The cluster validation script at csp_tools/<csp>/cluster_validation.sh runs GPU diagnostics and tests NCCL node-to-node bus bandwidth. The logs from these tests are stored at results/cluster_validation. The script lists any nodes that fail these tests. Replace these nodes or restart them through the CSP UI.

Validation Script Usage

The script has three required configuration settings:

--nodes: the number of nodes
--nodelist: the list of node names
--partition: the Slurm partition that the nodes are assigned to

The values for these configurations must be in the same format as sinfo, as in this example.

PARTITION AVAIL  TIMELIMIT  NODES  STATE NODELIST
x8a100       up   infinite      8   idle x8a100-[0000-0007]

To test all eight idle nodes, run the script like this.

bash cluster_validation.sh --nodes=8 --nodelist=x8a100-[0000-0007] --partition=x8a100

The script runs both the GPU diagnostics and the NCCL test by default. To run only one or the other, specify one of the following flags:

--dcgm: run GPU diagnostics only
--nccl: run NCCL test only

See bash cluster_validation.sh -h for more information.

Running tests manually

The cluster_validation.sh script is essentially a wrapper for the two Slurm job scripts in the CSP directories. These jobs can also be run manually. Make sure to use the Slurm job script in the relevant CSP’s path (csp_tools/<csp>/dcgmi_diag.sh and csp_tools/<csp>/nccl.sh)

For the GPU diagnostics job, provide these arguments when submitting the job to Slurm.
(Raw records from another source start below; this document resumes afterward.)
PR #657, opened 2019-02-11
Fixes #656 Stop caching yarn dependencies to prevent build inconsistencies

Frozenfire92:
This prevents Travis from caching to prevent build inconsistencies described in #656

Issue #656, opened 2019-02-08
Clear yarn cache on Travis (of incompatible sub-dependency)


cyk:
This build is [failing master](https://travis-ci.org/Addepar/ember-table/builds/487241773?utm_source=github_status&utm_medium=notification) and recent PRs (https://github.com/Addepar/ember-table/pull/652, https://github.com/Addepar/ember-table/pull/649, https://github.com/Addepar/ember-table/pull/648). This is caused by a sub-dependency specifying node compatibility >= 8:

```sh
error ip-regex@3.0.0: The engine "node" is incompatible with this module. Expected version ">=8". Got "6.16.0"
error Found incompatible module
```

The `ip-regex` is a sub-dependency of ember-cli-addon-docs. They ran into the same issue. The workaround was to [pin the related dependency](https://github.com/ember-learn/ember-cli-addon-docs/pull/302) to an earlier version that supports Node 6.

Though ember-table's version constraint for ember-cli-addon-docs includes the fixed version, it appears that Travis's yarn cache continues to have the incompatible version (i.e., `ip-regex@3.0.0`).

**TL;DR:** Clearing the yarn cache on Travis should resolve the issue.

Frozenfire92:
Is this best done via `.travis.yml` by disabling the cache?

https://github.com/Addepar/ember-table/blob/821270bdd1345e51c41de33e3f117199b0d11dca/.travis.yml#L14-L15

or via Travis interface for each build?

https://docs.travis-ci.com/user/caching/#clearing-caches

![](https://docs.travis-ci.com/images/caches-item.png)

Would love to get this going as #648 keeps popping up

cyk:
@Frozenfire92 Good question. I think  removing the yarn cache altogether is the better option. The reduced build time isn't worth (potentially) inconsistent builds.

bantic:
Recent builds at Travis seem to be passing without much issue, so I will go ahead and close this, but if I'm mistaken please feel free to reopen.

PR #658, opened 2019-02-21
Upgrade several project dependencies

josemarluedke:
cc/ @twokul


josemarluedke:
Tests are failing in `release` and `beta` channels. I believe these tests are actually broken because of changes in Ember v3.8 and above. I can confirm that `ember-table` does not work properly when used in an app with Ember v3.8.

cyk:
I think this upgrade work is running into the same blockers as the broken build fixing efforts. In short:

1. [Master](https://travis-ci.org/Addepar/ember-table/jobs/478606931#L516) then subsequent builds began to fail as a result of a sub-dependency (`ip-regex@3.0.0`) specifying incompatible Node engine requirements (#656)
2. No problem, the latest (within constraints) of ember-cli-addon-docs patched it (#657), Travis yarn cache is cleared to pull it in
3. This uncovered a conflict with ember-cli-addon-docs ember-data dependency which manifests as [`Global error: Uncaught TypeError: Cannot read property 'prototype' of undefined`](https://travis-ci.org/Addepar/ember-table/jobs/491781352#L587) (also [last failure for this PR](https://travis-ci.org/Addepar/ember-table/jobs/496274530#L601))
4. No worries, ember-cli-addon-docs v0.6.0 patches it, so a [commit was added to #657](https://github.com/Addepar/ember-table/pull/657#issuecomment-463803992) that bumps the version. 

Finally, the [latest failure on #657](https://github.com/Addepar/ember-table/pull/657#issuecomment-465126681) is the same this branch experiences when upgrading ember-cli-addon-docs (sass import failures of tailwind styles). Thanks for reporting it in https://github.com/ember-learn/ember-cli-addon-docs/issues/326.

FWIW: I suspect that [v0.6.0](https://github.com/ember-learn/ember-cli-addon-docs/releases/tag/v0.6.0) introduced some breaking change in addition to the fix, as pinning directly to https://github.com/ember-learn/ember-cli-addon-docs/commit/97dcf3bc8478e45c217a38d15e2117df2e18c32e seems unaffected.

josemarluedke:
@cyk What is the path forward on this then? This PR as it is, is passing (with disabled ember beta + release). 

This is just one step closer to get other dependencies up to date. We are currently blocked by `ember-table` because of its old dependency of ember-decorators, which is my primary driving motivation for this PR.

I hope we can get some progress on updating `ember-table` to latest dependencies, mainly `ember-decorators`. 🤞

cyk:
@josemarluedke, I'd like to clarify that my previous comment means to corral related efforts and increase visibility. I think your work here is very helpful. I'm looking forward to the ember-decorator upgrades, so thank you. 🙂 

As far as the path forward, it's really a maintainers call. The two issues here are **1)** builds failing from a sub-dependency's breaking change (#656) and more recently, **2)** builds failing from incompatibilities with latest Ember (#659). 

**My 2¢** — It might be helpful to tackle the first issue with a minimal set of changes before diving into the second. We understand the breakages for the former; the latter requires more investigation and is possibly more involved. 

This makes the cause of what broke it in the first place clear and gives us a reliable base to either proceed with remaining dependency upgrades and/or fix Ember incompatibilities. Also, unblocks other PRs that might not need >= 3.8 compatibility.

If it's acceptable to allow failures for incompatible versions of Ember, then we might consider #657 fix. (We'd have to update it with reverting the last commit and adding allowed CI failures.) Of course, the yarn cache clearing is still an option as well.

cyril-sf:
@josemarluedke Thanks for the help.

Can you rebase against master to resolve the conflict?

josemarluedke:
@cyril-sf Just pushed a rebase. Let's see if tests pass.

cyril-sf:
Thanks for the help!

sbatch -p <partition> -w <node_list> -o <job_log_file> dcgmi_diag.sh

For the NCCL test job, cluster_validation.sh performs a pair-wise sweep of the nodes, as this is a sufficient test, but a different number of nodes can be used as well.

First build the test binaries.

sbatch -N 1 build-nccl-tests.sh

Then, to run a two-node all_reduce_perf job.

sbatch -w <node_1>,<node_2> -o <job_log_file> nccl.sh

To run the job with more nodes, simply add the node names to the -w flag in the same comma-separated list format.

Configuration Changes

Before launching jobs, some changes must be made to the configuration.

Set NCCL Topology

The NCCL topology file is unique for each CSP, and can be found in CSP’s folder (csp_tools/<csp>/topo.xml).

In launcher_scripts/conf/config.yaml, mount the directory containing the topology file.

container_mounts:
  - /path/to/nemo_megatron_launcher/csp_tools/<csp>/:/nccl

Then set the path of the file in the container.

env_vars:
    NCCL_TOPO_FILE: /nccl/topo.xml

Environment Variables

Some environment variables must be set to ensure correct behavior on CSPs. This can be done through config.yaml.

Azure Variables

Set these environment variables for Azure.

env_vars:
  UCX_IB_PCI_RELAXED_ORDERING: auto
  NCCL_IB_PCI_RELAXED_ORDERING: 2
  NCCL_IB_TIMEOUT: 22
  NCCL_DEBUG: INFO

AWS Variables

AWS recommends setting the following flag to avoid data corruption.

env_vars:
  NCCL_PROTO: simple

Setting this flag reduces training throughput by roughly 2%.